PR #724, opened 2024-09-02
Add support to CAAT for SyncBar and SyncFence relations

ThomasHaas:
CAAT still does not work with virtual memory objects, so it will produce wrong results on the PTX7.5 litmus tests.

### DIFF
--- a/dartagnan/src/main/java/com/dat3m/dartagnan/verification/solving/RefinementSolver.java
+++ b/dartagnan/src/main/java/com/dat3m/dartagnan/verification/solving/RefinementSolver.java
@@ -473,7 +473,7 @@ public class RefinementSolver extends ModelChecker {
         // TODO: We should probably automatically cut all "unknown relation",
         //  i.e., use a white-list of known relations instead of a blacklist of unknown one's.
         return def instanceof LinuxCriticalSections // LKMM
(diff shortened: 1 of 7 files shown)


hernanponcedeleon:
You should at least enable caat in the spirv tests, e.g. https://github.com/hernanponcedeleon/Dat3M/blob/9a23ab07c017edd2d9b698c279913ee214b4df5a/dartagnan/src/test/java/com/dat3m/dartagnan/spirv/benchmarks/SpirvRacesTest.java#L123

ThomasHaas:
Some of those tests also use virtual memory objects, so I cannot enable all of them.

hernanponcedeleon:
Is the comment "refinement still fails to understand virtual memory" outdated? If not, in which benchmarks is this causing problems?

ThomasHaas:
The comment is still valid and it will produce wrong results on PTX7.5 litmus tests. I haven't checked the details, but I believe the `ExecutionModel` just does not capture virtual accesses correctly and this causes Refinement to produce wrong results.

ThomasHaas:
I should add: I think virtual addressing was added in a very ad hoc manner and has many flaws. If we really want to support it in the long run, we should properly think it through before trying to fit in the ad hoc solution into all the solver backends.

PR #725, opened 2024-09-02
Refactor/Rename Location to align with its actual semantics

ThomasHaas:
During the discussions in #703 I realized why the `Location` class always felt off: its name suggested it represents an address, but it never did; it always represented the final value in memory.
This PR fixes this long-standing mistake.


hernanponcedeleon:
> it always represented the final value in memory. 

"Final" or "latest"?

ThomasHaas:
> > it always represented the final value in memory.
> 
> "Final" or "latest"?

Is there a difference in interpretation? I think "final", "last", and "latest" are all the same, no?

hernanponcedeleon:
"Final" suggests there are no further changes, "latest" does not.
◆ ◆ ◆ ◆
This task calls for each line of the material that contains "value".

Result »
During the discussions in #703 I realized why the `Location` class always felt off: its name suggested it represents an address, but it never did; it always represented the final value in memory.
> it always represented the final value in memory. 
> > it always represented the final value in memory.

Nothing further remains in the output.